Le monde des soins intensifs n’a jamais autant fait parler de lui que dans les derniers mois, alors que des gens de partout avaient les yeux rivés sur la pandémie de COVID-19. Pour nous, qui travaillons dans un hôpital au quotidien, ça peut sembler banal… mais on aurait tort de sous-estimer cette équipe, qui a su faire face à l’inconnu à grand coup d’innovation et d’entraide. Rencontre avec trois intervenants du terrain : Dre Bernadett Kovacs, Renée Gagné et Annik Ménard.

Changement

« Beaucoup de choses ont changé pour nous, depuis que la pandémie a été déclarée, » lance Dre Kovacs, chef des Soins intensifs. « Les patients sont plus malades, c’est plus exigeant », ajoute Renée, l’éducatrice clinique du secteur. « Toutes les techniques qu’on utilise, on peut en avoir besoin pour un même patient », explique Annik, la gestionnaire de l’unité. « On pouvait être trois infirmières pour un patient dans certains cas — en temps normal, c’est plutôt une seule. »

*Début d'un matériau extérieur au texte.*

PR #126, opened 2019-12-06
Create snapshotclass based on snapshotter sidecar version

ggriffiths:
Signed-off-by: Grant Griffiths <grant@portworx.com>

**What type of PR is this?**
/kind failing-test

We were deploying the latest snapshotclass for `on-kubernetes-master` tests, regardless of the csi-snapshotter version. Now we'll apply the snapshotclass depending on the sidecar version.

Fixes #

```release-note
NONE
```

### DIFF
--- a/deploy/util/deploy-hostpath.sh
+++ b/deploy/util/deploy-hostpath.sh
@@ -104,6 +104,7 @@ function rbac_version () {
 function version_gt() { 
     versions=$(for ver in "$@"; do ver=${ver#release-}; echo ${ver#v}; done)
     greaterVersion=${1#"release-"};  
+    greaterVersion=${1#"kubernetes-"};  
     greaterVersion=${greaterVersion#"v"}; 
     test "$(printf '%s' "$versions" | sort -V | head -n 1)" != "$greaterVersion"
 }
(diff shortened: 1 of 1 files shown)


deploy/util/deploy-hostpath.sh
```diff
@@ -218,6 +218,6 @@ while [ $(kubectl get pods 2>/dev/null | grep '^csi-hostpath.* Running ' | wc -l
 done
 
 # deploy snapshotclass
-echo "deploying snapshotclass"
-SNAPSHOTCLASS_PATH="${BASE_DIR}/snapshotter/csi-hostpath-snapshotclass.yaml"
-kubectl apply -f $SNAPSHOTCLASS_PATH
+echo "deploying snapshotclass based on snapshotter version"
+snapshotter_version="$(rbac_version "${BASE_DIR}/hostpath/csi-hostpath-snapshotter.yaml" csi-snapshotter false)"
+kubectl apply -f "https://raw.githubusercontent.com/kubernetes-csi/external-snapshotter/${snapshotter_version}/examples/kubernetes/snapshotclass.yaml"
```
msau42: this is sort of strange because the snapshotclass should live with the driver like storageclass does.

Another option I was thinking is to disable snapshots when the deployment version doesn't match the kubernetes version (before 1.17).  Because it was an alpha feature so there's no guarantees for cross version compatibility.

ggriffiths: Hmm ok, I'm unfamiliar with how to skip the snapshot tests. If we just don't apply a snapshotclass, will that cause the tests to be skipped?

msau42: while it was alpha, we only run the snapshot tests when the cluster and deployment version matched, and also only for the latest version.  So I think for logic < 1.17, we can make this assumption.

ggriffiths:
Closing and reopening to remove the pull-kubernetes-csi-csi-driver-host-path-1-14-on-kubernetes-1-14 expectation.

ggriffiths:
1.17 test flaked I believe.
/test pull-kubernetes-csi-csi-driver-host-path-1-17-on-kubernetes-1-17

« J’EN ai VÉCU BEAUCOUP EN 39 ANS, MAIS JAMAIS COMME ÇA, JAMAIS AUSSI SOUTENU ! JE N’EN CROYAIS PAS MES YEUX. »

Renée Gagné

Des services thérapeutiques à l’informatique clinique, en passant par la pharmacie, les porteurs et les thérapeutes respiratoires, l’expertise de tout le monde a été mise à profit… et le défi était de taille ! Les façons de faire ont été chamboulées, du passage en mode « protégé » pour tous les codes bleus, aux changements apportés au modèle de soins, en passant par de nouveaux protocoles d’intubation et d’oxygénation.

Tout ça avec un objectif commun : sauver des vies.

Francine Coelho, infirmière et Jean-Robert Pinard, préposé aux bénificiaires. Archives.

Compassion

Sauver des vies, mais en n’oubliant pas l’humain pour autant. Comme l’explique Dre Kovacs, « nous avons toujours été fiers d’être centrés sur le patient et ses proches, mais c’est devenu très difficile ces derniers mois, compte tenu des restrictions de visites et des exigences de quarantaine nécessaires. » Pour aider les familles, l’équipe a eu recours à la technologie. « Grâce à l’utilisation d’iPads, nous avons fait en sorte que les proches puissent passer du temps en famille virtuellement et se sentir présents, même à distance », explique-t-elle.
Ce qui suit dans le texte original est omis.